On 5/4/05, Joshua Kolden <joshua@xxxxxxxxxxxxxxxxx> wrote:
> Thanks, but the problem here is that other jobs not restricted by
> licenses may have control of these machines when a maya (to use your
> example) job is submitted.  In theory the maya job is free to run on
> another cpu in the queue because licenses are available, however it does
> not run.  This is the problem we are running into now, along with more
> complex examples with multiple licensed software packages interacting.
> I need to have a dynamic expression in which I can tick off licenses use
> independently of the cpu I'm running on.  Are dynamic expressions like
> this even possible?

Dynamic user defined expressions are not really supported by condor itself.

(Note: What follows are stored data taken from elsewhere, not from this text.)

PR #36, opened 2021-09-09
Adding util/shard and util/yolobuf

treid314:
**What this PR does**: This add util/shard and util/yolobuf from cortex. Both of these are required for moving the ring package. Shard is utilities to handle shuffle sharding and yolo buf is an unsafe buffer with a safely great name.

**Checklist**
- [-] Tests updated

### DIFF
--- a/shard/shard.go
+++ b/shard/shard.go
@@ -1,13 +1,15 @@
-package util
+package shard
 
 import (
 	"crypto/md5"
 	"encoding/binary"
 	"math"
+
+	"github.com/grafana/dskit/yolo"
 )
 
+// Sharding Strategies.
 const (
-	// Sharding strategies.
 	ShardingStrategyDefault = "default"
 	ShardingStrategyShuffle = "shuffle-sharding"
 )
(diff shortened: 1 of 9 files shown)


shard/shard.go
```diff
@@ -0,0 +1,47 @@
...
+	ShardingStrategyShuffle = "shuffle-sharding"
+)
+
+var (
+	seedSeparator = []byte{0}
+)
+
+// ShuffleShardSeed returns seed for random number generator, computed from provided identifier.
+func ShuffleShardSeed(identifier, zone string) int64 {
+	// Use the identifier to compute an hash we'll use to seed the random.
```
aknuds1, line 23: Could we fix this typo?
```suggestion
	// Use the identifier to compute a hash we'll use to seed the random.
```

aknuds1 (approved):
LGTM, but I guess @pstibrany or @pracucci should have a look before merging.

pstibrany:
Let's please both `ShuffleShardSeed` and `yoloString` into the ring code. It's fine to export `ShuffleShardSeed`, but let's keep `yoloString` private. We don't want to encourage its use from dskit.

pracucci:
> Let's please move both `ShuffleShardSeed` and `yoloString` into the ring code. It's fine to export `ShuffleShardSeed`, but let's keep `yoloString` private. We don't want to encourage its use from dskit.

I agree with Peter.

shard/shard.go
```diff
@@ -0,0 +1,47 @@
...
+	"encoding/binary"
+	"math"
+
+	"github.com/grafana/dskit/yolo"
+)
+
+// Sharding Strategies.
+const (
+	ShardingStrategyDefault = "default"
+	ShardingStrategyShuffle = "shuffle-sharding"
```
pracucci, line 14: I think these should not be part of dskit.

treid314:
Closed in favor of moving these functions into the ring code

PR #39, opened 2021-09-10
Feature: Add gRPC related packages

aknuds1:
**What this PR does**:
Add pkg/util/grpc* from Cortex as grpcclient, grpcencoding and grpcutil. Also rename `kv/kvtls` to `crypto/tls` since it's used from more places.

**Checklist**
- [ ] Tests updated


grpcclient/grpcclient.go
```diff
@@ -0,0 +1,104 @@
...
+		unaryClientInterceptors = append([]grpc.UnaryClientInterceptor{NewRateLimiter(cfg)}, unaryClientInterceptors...)
+	}
+
+	return append(
+		opts,
+		grpc.WithDefaultCallOptions(cfg.CallOptions()...),
+		grpc.WithUnaryInterceptor(grpc_middleware.ChainUnaryClient(unaryClientInterceptors...)),
+		grpc.WithStreamInterceptor(grpc_middleware.ChainStreamClient(streamClientInterceptors...)),
+		grpc.WithKeepaliveParams(keepalive.ClientParameters{
+			Time:                time.Second * 20,
```
pstibrany, line 99: These very low ping times proved problematic, because they require correct server-side settings too. I think we should at least document that. See https://github.com/cortexproject/cortex/issues/3606#issuecomment-745179803 for details.

grpcutil/naming/naming.go
```diff
@@ -0,0 +1,43 @@
+package naming
```
pstibrany, line 1: We don't use this code in grpc context. Should we move it into top-level naming package instead?

grpcutil/naming/dns_resolver.go
```diff
@@ -0,0 +1,277 @@
...
+
+import (
+	"context"
+	"errors"
+	"fmt"
+	"net"
+	"strconv"
+	"time"
+
+	"google.golang.org/grpc/grpclog"
```
pstibrany, line 13: If this becomes part of dskit, we should switch to go-kit logging.

grpcutil/carrier.go
```diff
@@ -0,0 +1,40 @@
+package grpcutil
```
pstibrany, line 1: This file would be more appropriately put into "httpgrpc" package. It has nothing with "gRPC" itself, but works with HTTP requests encoded in protobuf messages (ie. "httpgrpc" package from weaveworks/commons). (I have doubts if this should be in dskit)

aknuds1:
Thanks @pstibrany - will look into your feedback.

grpcutil/naming/dns_resolver.go
aknuds1: @pstibrany done.

grpcutil/naming/naming.go
aknuds1: @pstibrany done.

grpcutil/carrier.go
aknuds1: @pstibrany WDYT, should this file be removed from the PR?

pstibrany: > WDYT, should this file be removed from the PR?

Yes, I don't think it belongs to dskit.

aknuds1: Removed it.

grpcclient/grpcclient.go
aknuds1: @pstibrany I made these into parameters `PingTime` and `PingTimeout`. I didn't give them any default values, thinking that maybe it's best to use the `gRPC` defaults and let applications choose their own. Does that make sense to you, or should we use respectively 20 and 10 seconds for defaults?

aknuds1: Thanks @pstibrany, let's see what Marco says.

pracucci: My take on this topic:
1. This is quite a deep thing and I wouldn't let it configurable because will probably just pollute the config more than we do right now
2. Doing logic changes while porting features from Cortex to dskit makes review way more difficult. Even if we'll decide to do changes, these should be done in a separate PR in my opinion.
3. Even if we add it to the config, I would use the same naming used by grpc (eg. keepalive instead of ping, ...)

grpcutil/healthcheck/health_check.go
```diff
@@ -0,0 +1,53 @@
+package healthcheck
```
pracucci, line 1: [nit] Do we need this subpackage? I'm wondering if moving it to `grpcutil` is enough.

kv/memberlist/memberlist_client.go
```diff
@@ -135,6 +135,10 @@ type KVConfig struct {
 	DeadNodeReclaimTime time.Duration `yaml:"dead_node_reclaim_time"`
 	EnableCompression   bool          `yaml:"compression_enabled"`
 
+	// ip:port to advertise other cluster members. Used for NAT traversal
```
pracucci, line 138: Could you rebase please? These changes should go away from this PR.

naming/dns_resolver.go
```diff
@@ -0,0 +1,284 @@
+package naming
```
pracucci, line 1: I would move this to `grpcutil` package too.

pracucci (commented):
Good job! I compared the diff with Cortex and changes LGTM. I left a couple of minor comments. A part from this, I would suggest to rollback changes to `PingTime` and `PingTimeout` config. Whatever decision we'll take, I believe such change should be done in a separate PR and not buried in this "import PR".

kv/memberlist/memberlist_client.go
aknuds1: @pracucci will do.

grpcutil/healthcheck/health_check.go
aknuds1: @pracucci let me look into it.

PR #45, opened 2021-09-23
Move the ring package from cortex to dskit

treid314:
**What this PR does**: Adds the ring package from cortex to dskit. Also included is the proto package with ParseProtoReader function.

**Checklist**
- [X] Tests updated


treid314:
There's still a couple of things that need tidying up regarding package visibility and some other odds and ends. So I'm leaving this as a draft for the time being.

ring/lifecycler.go
```diff
@@ -0,0 +1,885 @@
...
+	f.DurationVar(&cfg.JoinAfter, prefix+"join-after", 0*time.Second, "Period to wait for a claim from another member; will join automatically after this.")
+	f.DurationVar(&cfg.ObservePeriod, prefix+"observe-period", 0*time.Second, "Observe tokens after generating to resolve collisions. Useful when using gossiping ring.")
+	f.DurationVar(&cfg.MinReadyDuration, prefix+"min-ready-duration", 15*time.Second, "Minimum duration to wait after the internal readiness checks have passed but before succeeding the readiness endpoint. This is used to slowdown deployment controllers (eg. Kubernetes) after an instance is ready and before they proceed with a rolling update, to give the rest of the cluster instances enough time to receive ring updates.")
+	f.DurationVar(&cfg.FinalSleep, prefix+"final-sleep", 30*time.Second, "Duration to sleep for before exiting, to ensure metrics are scraped.")
+	f.StringVar(&cfg.TokensFilePath, prefix+"tokens-file-path", "", "File path where tokens are stored. If empty, tokens are not stored at shutdown and restored at startup.")
+
+	hostname, err := os.Hostname()
+	if err != nil {
+		level.Error(log.NewNopLogger()).Log("msg", "failed to get hostname", "err", err)
```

Hawkeye allows dynamic behaviour but I don't know if it would fit well
to this particular problem.

conceptually (ignore implementation or physical location in this part) you need:

A 'licence server' which hands out a licence, takes it back and
reports how many are free to use.

While you could relatively quickly knock such a thing up (especially
if you didn't really send out licences but simply tokens indicating
permission) the tricky bit is integrating such a thing into condors
matchmaking process.

Ignore for now the smp licensing and just think of the 'easy' solution
where 1 job == 1 licence.

Say that you have X free nodes and Y free licences where X >> Y.
condor will simply schedule X jobs (since any externally inserted
attributes will be unchanged on the scheduling pass). It might then be
able (with some horrific expressions) to make it kill jobs to come
back down to Y but I would think that any progress to a steady state
would be torturous and wasteful, not to mention prone to race
conditions with whatever external process was updating the licences...

Realistically condor could do with a condor_licence daemon and a
simple way for jobs to indicate that they required the licence. condor
would then be able to control the whole thing much more effectively.
Of course making this a reality is a slightly more complex issue...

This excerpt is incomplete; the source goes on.